> _Assignment_:
Work through the records below and copy every line that includes "libR".

> _Extracted records_:
PR #19, opened 2016-03-25
Converted magics to plugins

chipsenkbeil:
Fixed plugin test classpath to run script

Updated internal plugin loading to use only Toree-related classes

Updated compilation to use Java 1.6 to avoid issues on JDK 8

Fixed kernel hanging on shutdown


chipsenkbeil:
@lbustelo, we've gotten this to pass, but accidentally clobbered it. We really, really, REALLY need to raise the Akka timeout so we stop hitting these false failures.

Passing run of the tests: https://travis-ci.org/apache/incubator-toree/builds/118560171

Makefile
```diff
@@ -92,7 +93,7 @@ kernel/target/scala-2.10/$(ASSEMBLY_JAR): VM_WORKDIR=/src/toree-kernel
 kernel/target/scala-2.10/$(ASSEMBLY_JAR): ${shell find ./*/src/main/**/*}
 kernel/target/scala-2.10/$(ASSEMBLY_JAR): ${shell find ./*/build.sbt}
 kernel/target/scala-2.10/$(ASSEMBLY_JAR): project/build.properties project/Build.scala project/Common.scala project/plugins.sbt
-	$(call RUN,$(ENV_OPTS) sbt toree-kernel/assembly)
+	$(call RUN,$(ENV_OPTS) sbt -v toree-kernel/assembly)
```
lbustelo: Do you guys want to leave the `-v` here?

lbustelo:
Did you guys test the [brunel](https://github.com/Brunel-Visualization/Brunel) magic?

Lull3rSkat3r:
@lbustelo, we have not tried the brunel magic. Will try that and let you know.

Makefile
Lull3rSkat3r: We can remove this.

lbustelo:
@Lull3rSkat3r and I tested the magic and it did not work. This scenario is interesting because it is a plugin added using `%%AddJar`.

Lull3rSkat3r:
We are probably missing something in `AddJar` or our logic for backwards compatiability in `MagicManager` is flawed. Will look into it and let you know.

Lull3rSkat3r:
So the problem is the `AddJar` magic did not maintain the backwards compatibility of adding the jar to the classpath. The `findMagic` method in `MagicManager`  is also incorrect. This method is only called in the backwards compatible method but is searching through a list of plugins, which the old magics will not be. 

We will basically need to bring back the old `MagicLoader` class to maintain the compatibility. It might be easier to just mixin that behavior to `MagicManager` and remove it once we want to no longer maintain compatibility.

Another option is to just abandon the old compatibility and offer a migration guide from Spark Kernel to Toree. These changes would be minimal, similar to what was done in the magics for this PR ( e.g.[LsMagic](https://github.com/apache/incubator-toree/pull/19/files#diff-452e44f32062cc53a123077b54453ad7L23) ).

chipsenkbeil:
@Lull3rSkat3r we search against plugins because any magic compiled against Toree will now be a plugin. We should not be supporting magics compiled against a pre-release Toree. For Brunel, if the backwards compatibility works, it should be as simple as updating their dependencies to Toree 0.1.0.

The compatibility was meant to handle the case where they did not implement the plugin methods using annotations. All magics should now be loaded as plugins (when compiled against Toree 0.1.0), but old magics will still be executed directly instead of through the event messages.

Lull3rSkat3r:
Right, so I think we need to define more thoroughly what it means for a magic to be backwards compatible and what we are going to support. That is where I was getting confused. 

So here are the levels of backwards compatibility I see:
1. Magics being under the package 'com.ibm.spark.kernel'
2. Magics which are not plugins, but under 'org.apache.toree' (Brunel magic)

As @chipsenkbeil alluded above, the second item in the list is technically not a valid magic, since there has not yet been a release. Now the question remains about the first item.

IMO there is no backwards compatibility to support because all magics will and should need to be recompiled against the first release of toree because of the package changing. Since there is a binary incompatibility in that regard, I don't think there is much sense in supporting older styles. The only way this would make sense is if we were going to continue to look in the `com.ibm.spark.kernel` package for magics.

 I vote we put a PR into the Brunel magic repo and remove the backwards compatibility code in MagicManager. Thoughts @chipsenkbeil and @lbustelo?

lbustelo:
I'm fine with pushing a PR to Brunel.

When I think about backwards compat, I was not thinking about supporting the "com.ibm.spark" package. I was thinking that meant supporting the old way of authoring magic that required the class to be in a set package name, and that package name would be `org.apache.toree`. 

I'm now leaning to completely removing the back compat support. We have an opportunity here to simplify.

chipsenkbeil:
@lbustelo removed -v on sbt and got rid of backwards compatibility code.

lbustelo:
Ran streaming demo and all looked good. Will merge.

PR #21, opened 2016-03-30
Upgrading references to Spark to 1.6.1

lbustelo:
Addresses https://issues.apache.org/jira/browse/TOREE-267

### DIFF
--- a/Dockerfile
+++ b/Dockerfile
@@ -10,7 +10,7 @@ RUN curl -sL https://deb.nodesource.com/setup_0.12 | bash - && \
     npm install -g bower
 
 # for pyspark demos
-ENV APACHE_SPARK_VERSION 1.5.1
+ENV APACHE_SPARK_VERSION 1.6.1
 RUN apt-get -y update && \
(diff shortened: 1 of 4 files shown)


lbustelo:
This PR is now ready. 

To verify:
1. Run `make dev` and make sure it is on 1.6.0 (we are using all-spark-notebook and that is not yet at 1.6.1)
2. Run `make jupyter` same as 1
3. Run `make dev-binder` and see that the binder images is at 1.6.1 and examples work.

/cc @Lull3rSkat3r @chipsenkbeil

lbustelo:
Note... the binder image pulls in toree from pypi, so it is getting `0.1.0.dev4`. That package does not have the fix to know where py4j is.

To fully test binder, we will have to publish a `0.1.0.dev5`

chipsenkbeil:
@lbustelo, just ran `make jupyter` and printed out the version using `sc.version` and it still says `1.5.1` instead of `1.6.0` or `1.6.1`. Did I miss something? I saw Apache 1.6.1 was being used at the beginning when things were being built/run using sbt.

chipsenkbeil:
LGTM

PR #23, opened 2016-03-30
Fixed issue with rebinding defs into vals

lbustelo:
While working on #15, found out that `def` where getting redefined as `val` after doing an `%addJar`. This PR filters out Symbols that are `sourceMethods`.


lbustelo:
Worked with @chipsenkbeil.

@Lull3rSkat3r can you take a quick look and merge?

lbustelo:
This gist https://gist.github.com/lbustelo/16b58f21d2c6cd2b7ac352ea8a29fbda should show the issue without this pr.

chipsenkbeil:
LGTM (these tests really need to be fixed)

PR #24, opened 2016-03-31
TOREE-284 add support for custom SQL context class

kapil-malik:
**Today** Toree defines a SQL context object by first trying to load "org.apache.spark.sql.hive.HiveContext" using reflection. If it fails, it falls back to SQLContext.

**My usecase** I have a custom SQL context class, which I want toree to load by reading from a custom spark configuration property (spark.sql.context.class)

### DIFF
--- a/Vagrantfile
+++ b/Vagrantfile
@@ -130,9 +130,8 @@ cat << EOF > /home/vagrant/.ipython/kernels/toree-kernel/kernel.json
     ],
     "codemirror_mode": "scala",
     "env": {
-        "SPARK_OPTS": "--driver-java-options=-Xms1024M --driver-java-options=-Xmx4096M --driver-java-options=-Dlog4j.logLevel=trace",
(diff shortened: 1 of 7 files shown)


lbustelo:
@kapil-malik Thanks for the PR. My comments below mainly for discussion purposes.

I'm currently thinking that this type of option is more specific to Toree than to Spark. At this time, the codebase makes a distinction. Spark specific are in SparkConf, Toree specific are in a typesafe Config object. If we agree, then we need to modify the PR to read the value out of Config and then use `reference.conf` to hold the default.

Lull3rSkat3r:
@kapil-malik, any reason why you closed this?

kapil-malik:
@lbustelo thanks for the feedback. Yes, I realize it will be better off in Toree config instead of spark config. Will make the change.
@Lull3rSkat3r I reverted the changes to incorporate feedback by lbustelo above.

Will raise another PR for this issue soon. Thanks again.

Issue #111, opened 2021-01-07
extendr-api cannot be compiled when ndarray is enabled


yutannihilation:
As I commented on https://github.com/extendr/rextendr/issues/10#issuecomment-755387234, I see this error on my local, but this doesn't happen on CI runs. Does anyone see the same errors? (I'm using Rust 1.49 on Ubuntu 20.04).

``` console
❯ cargo test --manifest-path extendr-api/Cargo.toml --features ndarray
   Compiling libR-sys v0.2.0
   Compiling extendr-engine v0.1.11 (/home/yutani/repo/extendr/extendr-engine)
   Compiling extendr-api v0.1.11 (/home/yutani/repo/extendr/extendr-api)
error[E0106]: missing lifetime specifier
  --> extendr-api/src/robj_ndarray.rs:14:24
   |
14 |     Robj: AsTypedSlice<T>,
   |                        ^ expected named lifetime parameter
   |
help: consider using the `'a` lifetime
   |
14 |     Robj: AsTypedSlice<'a, T>,
   |                        ^^^

error[E0106]: missing lifetime specifier
  --> extendr-api/src/robj_ndarray.rs:14:24
   |
14 |     Robj: AsTypedSlice<T>,
   |                        ^ expected named lifetime parameter
   |
help: consider using the `'a` lifetime
   |
14 |     Robj: AsTypedSlice<'a, T>,
   |                        ^^^

error[E0310]: the parameter type `T` may not live long enough
  --> extendr-api/src/robj_ndarray.rs:17:31
   |
12 | impl<'a, T> FromRobj<'a> for ArrayView1<'a, T>
   |          - help: consider adding an explicit lifetime bound...: `T: 'static`
...
17 |         if let Some(v) = robj.as_typed_slice() {
   |                               ^^^^^^^^^^^^^^ ...so that the reference type `&[T]` does not outlive the data it points at

error: aborting due to 2 previous errors

Some errors have detailed explanations: E0106, E0310.
For more information about an error, try `rustc --explain E0106`.
error: could not compile `extendr-api`
```

clauswilke:
I get the same error on Rust 1.48.

clauswilke:
And if I apply the fix suggested by the compiler (`Robj: AsTypedSlice<'a, T>`) the error goes away.

If this error doesn't arise on CI runs are we sure that this code actually gets compiled and tested during CI?

yutannihilation:
Fixed by #118

PR #112, opened 2021-01-07
Generate ndarray-related documentations

yutannihilation:
As suggested by https://github.com/extendr/rextendr/issues/10#issuecomment-755374666, this PR adds `--all-features`, though this won't compile on my local (#111)... Can I just merge this and see what will happen?

### DIFF
--- a/.github/workflows/docs.yml
+++ b/.github/workflows/docs.yml
@@ -16,7 +16,7 @@ jobs:
         with:
           toolchain: stable
       - name: Docs
-        run: cargo doc --workspace --no-deps
+        run: cargo doc --workspace --no-deps --all-features
       - name: Deploy
         uses: peaceiris/actions-gh-pages@v3
         with:


clauswilke:
See https://github.com/extendr/extendr/issues/111#issuecomment-755829105. I think you should apply the fix suggested by the compiler, even if the problem doesn't arise in CI.

clauswilke:
It looks to me like we're only testing default features on CI. Maybe this changed when we rewrote the CI scripts? I thought we were testing different feature combinations, but maybe I'm misremembering.

https://github.com/extendr/extendr/blob/7d247b0f029bc5d0c06595558404a36f73a504f8/.github/workflows/test.yml#L133

clauswilke:
And there's another problem: #114 

(Everything else in extendr is now supposed to be thread-safe, so this should be fixed if possible.)

yutannihilation:
Alas, it's tested and failed, but the CI won't fail...

c.f. https://github.com/extendr/extendr/runs/1659948167#step:8:45

It's tested on another matrix here:

https://github.com/extendr/extendr/blob/7d247b0f029bc5d0c06595558404a36f73a504f8/.github/workflows/test.yml#L255-L272

clauswilke:
Oh, Ok, so the test errors out but we aren't notified. Maybe that's a case for @Ilia-Kosenkov.

clauswilke:
I'm not very good with shell scripting but I think the problem is that the return codes from the various `cargo test` invocations are not collected. Normally you'd do something like `command 1 && command 2` to test two separate commands for success. Here we'd have to collect the return values and and them together somehow.

Ilia-Kosenkov:
I will try to fix it later today (or as soon as I can) , I had a similar issue in `libR-sys`.

yutannihilation:
Oh, thanks for taking a look. So, probably we need these lines?

https://github.com/extendr/libR-sys/blob/5ca8d402ff0f56c67544d87ec58fed2d1adbe50c/.github/workflows/test.yml#L140-L143

Ilia-Kosenkov:
@yutannihilation ,
You are correct, this allows to fail fast as soon as one of the builds / tests fail.
`$?` evaluates to either true or false depending on the exit code of last program, and `$LASTEXITCODE` is self-explanatory.

If you would like to implement this, feel free to do so.

yutannihilation:
Thanks, then let me try this!

yutannihilation:
Now I confirmed this will generate `ArrayView1` and `ArrayView2` on the page of `Trait extendr_api::FromRobj`. Let me merge this.

yutannihilation:
Yay!

https://extendr.github.io/extendr/extendr_api/trait.FromRobj.html#impl-FromRobj%3C%27a%3E-for-ArrayView1%3C%27a%2C%20T%3E

PR #115, opened 2021-01-07
Let CI fail when the build/test fails

yutannihilation:
As discussed on https://github.com/extendr/extendr/pull/112#issuecomment-755836852, we need to check the status (`$?`) and throw an error manually here.


Ilia-Kosenkov:
I see that all bindgen builds fail with some rust errors and the CI is now correctly configured. I suggest to merge it as is if there are no objections.

Ilia-Kosenkov (approved):

clauswilke:
Yes, go ahead.

yutannihilation:
Sure.

PR #121, opened 2021-01-08
Implement unwind protection by converting R errors to panics.

andy-thomason:
Wrap an R function such as Rf_findFunction and convert errors and panics into results.
```
use extendr_api::*;
test! {
   let res = catch_r_error(|| unsafe {
       throw_r_error("bad things!")
       std::ptr::null_mut()
   });
   assert_eq!(res.is_ok(), true);
}
```

### DIFF
--- a/extendr-api/src/error.rs
+++ b/extendr-api/src/error.rs
@@ -24,6 +24,7 @@ pub fn unwrap_or_throw<T>(r: std::result::Result<T, &'static str>) -> T {
 
 #[derive(Debug, PartialEq)]
 pub enum Error {
+    Panic{},
     NotFound,
     NotAVectorType,
     ParseError,
--- a/extendr-api/src/lib.rs
+++ b/extendr-api/src/lib.rs
@@ -209,7 +209,7 @@ pub use lang::*;
 pub use logical::*;
 pub use rmacros::*;
 pub use robj::*;
-pub use thread_safety::{handle_panic, single_threaded};
+pub use thread_safety::{handle_panic, single_threaded, throw_r_error, catch_r_error};
 pub use wrapper::*;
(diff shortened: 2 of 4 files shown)


clauswilke (approved):
does it make sense to add a function that combines this with the mutex into a single safe wrapper for R api calls? I presume we'll have to use this all over the place eventually.

andy-thomason:
I'll have to do some timings to see how much overhead it has.

The single_threaded should only be an atomic access penalty, but I'm not
sure
about the R unwind protection.

clauswilke:
Yeah, I didn't think this through carefully. Since this is protection against catastrophic errors, I think a better approach is to wrap each extendr function into this, so it's executed only once per call into extendr.

Any users that don't write extendr functions but instead write Rust standalones calling R could be expected to think about how they want to handle catastrophic R errors. They could wrap all of their entire code into one single `catch_r_error()` call.

andy-thomason:
The main problem is that some of the R functions, like `Rf_findFun` throw
errors in quite benign circumstances.

I would be very happy to wrap *all* R function calls in protection and use
Rust alternatives where possible.

It is very hard to make R multithread safe, for example, but much easier
for rust data structures where we want to
actively encourage users to use parallelism.

This is partly the motive for using the rust wrappers, rather than the
cpp++/Rcpp method of wrapping a SEXP
in a specialised class wrapper. `&[f64]` can be safely multithreaded, but
SEXP/Robj can't.

clauswilke:
Can `catch_r_error()` be nested? Can you wrap an entire call to a Rust function into it, and then separately wrap R functions that are particularly prone to throw an error, such as `Rf_findFun()`?

PR #124, opened 2021-01-13
Unify iterators

andy-thomason:
This PR fills some gaps in the set of iterators to cover environments
and to make all string iterators use the `is_na()` methods rather than `Option<&str>`.

The environment method `as_env()` now returns the parent and an iterator over elements
of  the environment.

The `PartialEq` operator only compares pointers for environments, so `enva == envb` will
just compare SEXP pointers,

The integer and real iterators return actual i32 and f64 values instead of references which
will make it easier to write stats functions.

### DIFF
--- a/.gitignore
+++ b/.gitignore
@@ -22,3 +22,9 @@
 # CLion support files
 **/.idea
 .vscode/tasks.json
+
+# Rstudio temps.
+.RData
+.Rhistory
+extendr.Rproj
+tests/extendrtests_0.1.0.tar.gz
--- a/extendr-api/src/lib.rs
+++ b/extendr-api/src/lib.rs
@@ -209,7 +209,7 @@ pub use lang::*;
 pub use logical::*;
 pub use rmacros::*;
 pub use robj::*;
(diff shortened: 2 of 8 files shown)


clauswilke:
There's a stack overflow error on Windows:
https://github.com/extendr/extendr/pull/124/checks?check_run_id=1697541518#step:8:92

The error on macOS seems to be related to the R setup, not your code.

andy-thomason:
The windows error is in the `rprintln` tests which use pipes. I'm not sure how well this is supported on windows.

It may be worth putting a `[cfg]` guard around the test.

andy-thomason:
We do not increase the stack size for windows, it seems:

```
            if cfg!(not(target_os = "windows")) {
                R_CStackLimit = usize::max_value();
            }
```

Is there a reason for this. Maybe a more conservative value would work, such as 32MB?

yutannihilation:
Here's a discussion about the stack size and the error:

https://github.com/extendr/extendr/issues/129#issuecomment-761196797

> _Answer area_:
   Compiling libR-sys v0.2.0
I will try to fix it later today (or as soon as I can) , I had a similar issue in `libR-sys`.
https://github.com/extendr/libR-sys/blob/5ca8d402ff0f56c67544d87ec58fed2d1adbe50c/.github/workflows/test.yml#L140-L143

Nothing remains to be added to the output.